What is expected: If "these" shows up in a line of the material, return that line.
--- Task input ---
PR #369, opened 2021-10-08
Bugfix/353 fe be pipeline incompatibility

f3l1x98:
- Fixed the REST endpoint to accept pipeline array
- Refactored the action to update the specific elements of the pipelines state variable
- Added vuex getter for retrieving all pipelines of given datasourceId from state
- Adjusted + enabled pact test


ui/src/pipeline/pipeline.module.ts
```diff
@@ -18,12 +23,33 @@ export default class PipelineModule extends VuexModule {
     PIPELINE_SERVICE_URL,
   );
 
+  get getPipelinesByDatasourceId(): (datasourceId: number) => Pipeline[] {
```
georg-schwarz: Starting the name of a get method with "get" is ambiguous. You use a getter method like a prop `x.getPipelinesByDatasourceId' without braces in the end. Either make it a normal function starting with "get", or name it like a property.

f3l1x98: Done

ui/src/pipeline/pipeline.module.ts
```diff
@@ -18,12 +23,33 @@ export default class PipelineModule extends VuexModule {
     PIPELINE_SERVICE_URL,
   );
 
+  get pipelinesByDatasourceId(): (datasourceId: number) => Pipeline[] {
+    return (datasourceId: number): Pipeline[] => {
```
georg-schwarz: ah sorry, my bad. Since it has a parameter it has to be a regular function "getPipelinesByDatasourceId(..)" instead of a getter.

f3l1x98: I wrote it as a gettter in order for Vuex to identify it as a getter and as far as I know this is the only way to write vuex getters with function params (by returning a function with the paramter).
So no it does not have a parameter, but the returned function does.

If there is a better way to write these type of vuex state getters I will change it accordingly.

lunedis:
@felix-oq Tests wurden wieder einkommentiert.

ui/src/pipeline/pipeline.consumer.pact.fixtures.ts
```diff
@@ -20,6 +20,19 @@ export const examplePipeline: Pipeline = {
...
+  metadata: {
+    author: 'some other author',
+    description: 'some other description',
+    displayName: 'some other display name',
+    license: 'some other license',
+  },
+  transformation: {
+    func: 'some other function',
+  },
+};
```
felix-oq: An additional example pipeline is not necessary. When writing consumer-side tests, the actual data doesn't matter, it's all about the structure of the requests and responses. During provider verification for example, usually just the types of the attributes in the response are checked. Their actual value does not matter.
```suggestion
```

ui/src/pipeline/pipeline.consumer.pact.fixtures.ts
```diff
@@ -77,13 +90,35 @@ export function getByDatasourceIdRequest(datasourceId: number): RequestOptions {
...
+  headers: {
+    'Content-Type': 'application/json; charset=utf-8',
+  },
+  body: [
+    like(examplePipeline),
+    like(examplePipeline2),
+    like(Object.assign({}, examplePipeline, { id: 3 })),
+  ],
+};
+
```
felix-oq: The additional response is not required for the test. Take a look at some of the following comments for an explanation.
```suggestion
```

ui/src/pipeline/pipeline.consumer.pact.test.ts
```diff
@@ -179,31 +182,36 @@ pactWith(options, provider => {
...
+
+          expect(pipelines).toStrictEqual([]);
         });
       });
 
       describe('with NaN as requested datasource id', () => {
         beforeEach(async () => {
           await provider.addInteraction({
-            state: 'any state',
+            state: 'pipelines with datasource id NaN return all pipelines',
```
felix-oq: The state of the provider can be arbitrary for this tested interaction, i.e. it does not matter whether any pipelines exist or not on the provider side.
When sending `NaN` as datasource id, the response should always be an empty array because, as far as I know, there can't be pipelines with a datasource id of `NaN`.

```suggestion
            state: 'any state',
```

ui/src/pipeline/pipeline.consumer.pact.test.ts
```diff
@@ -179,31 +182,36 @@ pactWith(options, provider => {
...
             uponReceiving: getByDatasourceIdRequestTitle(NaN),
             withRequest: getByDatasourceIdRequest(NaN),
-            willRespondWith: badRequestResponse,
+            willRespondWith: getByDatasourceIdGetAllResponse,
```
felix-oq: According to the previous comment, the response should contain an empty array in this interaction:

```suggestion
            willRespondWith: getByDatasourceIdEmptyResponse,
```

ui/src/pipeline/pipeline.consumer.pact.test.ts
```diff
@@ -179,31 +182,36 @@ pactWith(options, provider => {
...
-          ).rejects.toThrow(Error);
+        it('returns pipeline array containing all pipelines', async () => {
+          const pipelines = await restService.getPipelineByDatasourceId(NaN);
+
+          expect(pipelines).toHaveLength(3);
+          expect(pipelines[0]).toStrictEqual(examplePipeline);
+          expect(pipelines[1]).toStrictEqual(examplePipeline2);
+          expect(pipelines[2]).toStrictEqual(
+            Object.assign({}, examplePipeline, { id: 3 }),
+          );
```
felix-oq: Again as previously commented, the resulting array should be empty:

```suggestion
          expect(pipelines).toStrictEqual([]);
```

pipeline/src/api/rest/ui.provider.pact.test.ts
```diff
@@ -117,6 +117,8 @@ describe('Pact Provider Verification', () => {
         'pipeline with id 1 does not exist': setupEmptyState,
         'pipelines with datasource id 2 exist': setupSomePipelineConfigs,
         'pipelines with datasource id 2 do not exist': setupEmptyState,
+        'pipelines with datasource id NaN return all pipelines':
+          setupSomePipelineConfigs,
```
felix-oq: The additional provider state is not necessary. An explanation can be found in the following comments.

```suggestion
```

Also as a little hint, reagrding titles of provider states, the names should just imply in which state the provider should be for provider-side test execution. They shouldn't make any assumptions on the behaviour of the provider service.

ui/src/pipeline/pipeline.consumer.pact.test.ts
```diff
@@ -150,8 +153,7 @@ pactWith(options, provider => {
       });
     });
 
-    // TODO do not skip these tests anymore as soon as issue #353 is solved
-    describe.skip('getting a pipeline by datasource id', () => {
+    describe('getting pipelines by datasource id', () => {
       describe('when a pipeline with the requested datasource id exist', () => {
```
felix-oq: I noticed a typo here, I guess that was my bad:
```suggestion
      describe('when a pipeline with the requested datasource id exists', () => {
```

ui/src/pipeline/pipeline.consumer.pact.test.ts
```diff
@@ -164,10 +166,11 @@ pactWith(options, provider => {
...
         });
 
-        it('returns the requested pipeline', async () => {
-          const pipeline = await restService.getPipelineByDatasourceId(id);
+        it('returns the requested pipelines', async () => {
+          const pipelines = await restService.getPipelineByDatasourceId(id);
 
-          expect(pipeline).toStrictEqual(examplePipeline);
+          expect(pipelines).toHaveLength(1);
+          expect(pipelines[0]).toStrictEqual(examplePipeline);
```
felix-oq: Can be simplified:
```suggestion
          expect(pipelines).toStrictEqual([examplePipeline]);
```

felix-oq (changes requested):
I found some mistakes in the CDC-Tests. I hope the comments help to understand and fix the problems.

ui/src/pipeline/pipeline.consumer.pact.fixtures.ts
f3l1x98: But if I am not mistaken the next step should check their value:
---
Solution to this problem:
If there is a better way to write these type of vuex state getters I will change it accordingly.
-    // TODO do not skip these tests anymore as soon as issue #353 is solved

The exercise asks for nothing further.